# [Exercise details]
Whenever a line in the data contains "class", show that line.

(Items listed in a dataset)
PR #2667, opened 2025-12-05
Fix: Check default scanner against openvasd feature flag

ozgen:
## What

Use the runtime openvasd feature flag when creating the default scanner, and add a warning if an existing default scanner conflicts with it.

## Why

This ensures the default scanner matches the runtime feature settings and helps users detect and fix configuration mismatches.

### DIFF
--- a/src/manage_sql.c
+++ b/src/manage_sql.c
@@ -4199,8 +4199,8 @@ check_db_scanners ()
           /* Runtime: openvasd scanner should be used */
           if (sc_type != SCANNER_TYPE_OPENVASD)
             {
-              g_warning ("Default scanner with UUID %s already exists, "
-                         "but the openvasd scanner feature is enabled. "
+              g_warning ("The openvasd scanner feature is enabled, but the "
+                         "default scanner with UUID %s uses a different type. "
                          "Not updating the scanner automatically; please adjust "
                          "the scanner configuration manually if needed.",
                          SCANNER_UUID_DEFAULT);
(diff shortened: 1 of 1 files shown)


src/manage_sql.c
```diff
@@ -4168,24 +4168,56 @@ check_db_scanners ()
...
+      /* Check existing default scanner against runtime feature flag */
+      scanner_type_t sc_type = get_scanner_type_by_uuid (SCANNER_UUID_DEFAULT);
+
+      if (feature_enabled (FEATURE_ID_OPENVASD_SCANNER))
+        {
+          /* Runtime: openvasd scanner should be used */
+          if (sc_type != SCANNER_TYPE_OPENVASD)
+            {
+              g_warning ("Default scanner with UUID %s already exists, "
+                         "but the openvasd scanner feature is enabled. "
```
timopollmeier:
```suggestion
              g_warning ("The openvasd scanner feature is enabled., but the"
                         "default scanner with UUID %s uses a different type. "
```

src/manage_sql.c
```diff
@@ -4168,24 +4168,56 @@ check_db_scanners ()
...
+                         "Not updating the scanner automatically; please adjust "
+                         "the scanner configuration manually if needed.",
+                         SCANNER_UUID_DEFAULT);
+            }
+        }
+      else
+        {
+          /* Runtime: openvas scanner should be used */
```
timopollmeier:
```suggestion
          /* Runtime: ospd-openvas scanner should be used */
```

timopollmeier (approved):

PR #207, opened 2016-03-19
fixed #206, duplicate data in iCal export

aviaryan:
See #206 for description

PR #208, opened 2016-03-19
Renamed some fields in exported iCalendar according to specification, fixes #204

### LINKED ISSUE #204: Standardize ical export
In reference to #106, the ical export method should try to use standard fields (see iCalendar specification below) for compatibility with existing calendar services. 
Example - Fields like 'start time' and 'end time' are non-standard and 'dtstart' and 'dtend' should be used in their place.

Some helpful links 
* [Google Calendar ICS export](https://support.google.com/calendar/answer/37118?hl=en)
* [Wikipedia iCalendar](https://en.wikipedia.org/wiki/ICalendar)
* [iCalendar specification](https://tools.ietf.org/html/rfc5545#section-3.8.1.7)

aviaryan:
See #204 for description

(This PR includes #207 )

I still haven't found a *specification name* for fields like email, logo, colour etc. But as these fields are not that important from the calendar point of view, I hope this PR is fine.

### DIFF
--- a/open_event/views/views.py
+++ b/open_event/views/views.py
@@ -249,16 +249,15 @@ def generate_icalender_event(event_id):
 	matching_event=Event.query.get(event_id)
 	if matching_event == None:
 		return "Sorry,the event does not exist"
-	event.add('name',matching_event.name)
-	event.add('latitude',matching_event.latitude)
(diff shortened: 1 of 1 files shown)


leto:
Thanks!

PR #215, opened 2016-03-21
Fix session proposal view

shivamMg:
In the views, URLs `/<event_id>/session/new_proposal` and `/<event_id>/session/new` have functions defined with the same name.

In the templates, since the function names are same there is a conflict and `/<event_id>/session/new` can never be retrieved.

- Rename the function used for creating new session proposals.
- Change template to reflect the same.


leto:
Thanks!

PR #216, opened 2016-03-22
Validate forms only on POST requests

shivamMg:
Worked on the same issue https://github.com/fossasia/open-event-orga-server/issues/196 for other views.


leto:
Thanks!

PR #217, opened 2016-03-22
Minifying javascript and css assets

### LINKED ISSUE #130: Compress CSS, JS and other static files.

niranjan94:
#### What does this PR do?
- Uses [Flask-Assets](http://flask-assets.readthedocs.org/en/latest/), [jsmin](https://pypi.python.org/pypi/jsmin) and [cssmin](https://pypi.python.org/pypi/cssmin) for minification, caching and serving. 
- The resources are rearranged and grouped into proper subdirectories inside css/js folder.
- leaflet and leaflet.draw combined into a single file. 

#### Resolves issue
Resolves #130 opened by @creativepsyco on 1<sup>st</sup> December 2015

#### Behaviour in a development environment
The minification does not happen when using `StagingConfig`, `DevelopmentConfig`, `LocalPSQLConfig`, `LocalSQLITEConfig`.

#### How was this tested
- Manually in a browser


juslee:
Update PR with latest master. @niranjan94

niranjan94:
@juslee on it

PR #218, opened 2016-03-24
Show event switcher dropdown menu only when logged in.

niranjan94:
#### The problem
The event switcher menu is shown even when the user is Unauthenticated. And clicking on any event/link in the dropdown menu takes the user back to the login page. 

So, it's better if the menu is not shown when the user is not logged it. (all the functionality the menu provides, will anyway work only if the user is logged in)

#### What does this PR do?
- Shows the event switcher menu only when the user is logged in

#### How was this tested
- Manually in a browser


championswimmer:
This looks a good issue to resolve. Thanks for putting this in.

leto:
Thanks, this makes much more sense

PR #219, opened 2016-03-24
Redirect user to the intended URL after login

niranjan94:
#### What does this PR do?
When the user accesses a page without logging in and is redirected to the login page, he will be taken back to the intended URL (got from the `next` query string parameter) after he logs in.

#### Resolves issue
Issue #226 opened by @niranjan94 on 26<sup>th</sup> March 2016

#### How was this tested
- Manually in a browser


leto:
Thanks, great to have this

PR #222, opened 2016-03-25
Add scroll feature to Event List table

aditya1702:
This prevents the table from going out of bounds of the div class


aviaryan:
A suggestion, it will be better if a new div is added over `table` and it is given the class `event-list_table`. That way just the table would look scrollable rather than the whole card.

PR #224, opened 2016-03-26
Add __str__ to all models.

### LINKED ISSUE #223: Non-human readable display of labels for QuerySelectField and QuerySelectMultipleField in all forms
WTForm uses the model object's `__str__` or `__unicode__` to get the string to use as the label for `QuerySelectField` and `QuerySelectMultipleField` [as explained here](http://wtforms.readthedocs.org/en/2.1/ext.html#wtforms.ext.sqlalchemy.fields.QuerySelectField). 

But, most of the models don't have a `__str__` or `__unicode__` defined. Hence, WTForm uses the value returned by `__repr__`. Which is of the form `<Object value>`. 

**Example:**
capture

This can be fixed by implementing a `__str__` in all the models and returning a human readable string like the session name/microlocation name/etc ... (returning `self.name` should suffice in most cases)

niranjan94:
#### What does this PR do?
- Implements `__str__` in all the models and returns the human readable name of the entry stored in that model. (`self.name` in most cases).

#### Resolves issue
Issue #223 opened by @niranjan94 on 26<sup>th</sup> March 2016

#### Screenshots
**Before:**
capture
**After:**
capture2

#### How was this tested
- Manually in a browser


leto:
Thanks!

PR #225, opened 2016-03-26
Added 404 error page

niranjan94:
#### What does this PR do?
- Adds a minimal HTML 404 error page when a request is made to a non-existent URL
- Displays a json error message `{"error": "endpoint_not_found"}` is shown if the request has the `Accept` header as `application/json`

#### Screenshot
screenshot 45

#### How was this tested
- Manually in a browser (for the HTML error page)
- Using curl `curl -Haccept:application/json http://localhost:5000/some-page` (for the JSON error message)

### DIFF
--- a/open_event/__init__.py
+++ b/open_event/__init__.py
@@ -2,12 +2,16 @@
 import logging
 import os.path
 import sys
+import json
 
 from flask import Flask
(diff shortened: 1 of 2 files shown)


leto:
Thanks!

# [Exercise solution]
This prevents the table from going out of bounds of the div class
A suggestion, it will be better if a new div is added over `table` and it is given the class `event-list_table`. That way just the table would look scrollable rather than the whole card.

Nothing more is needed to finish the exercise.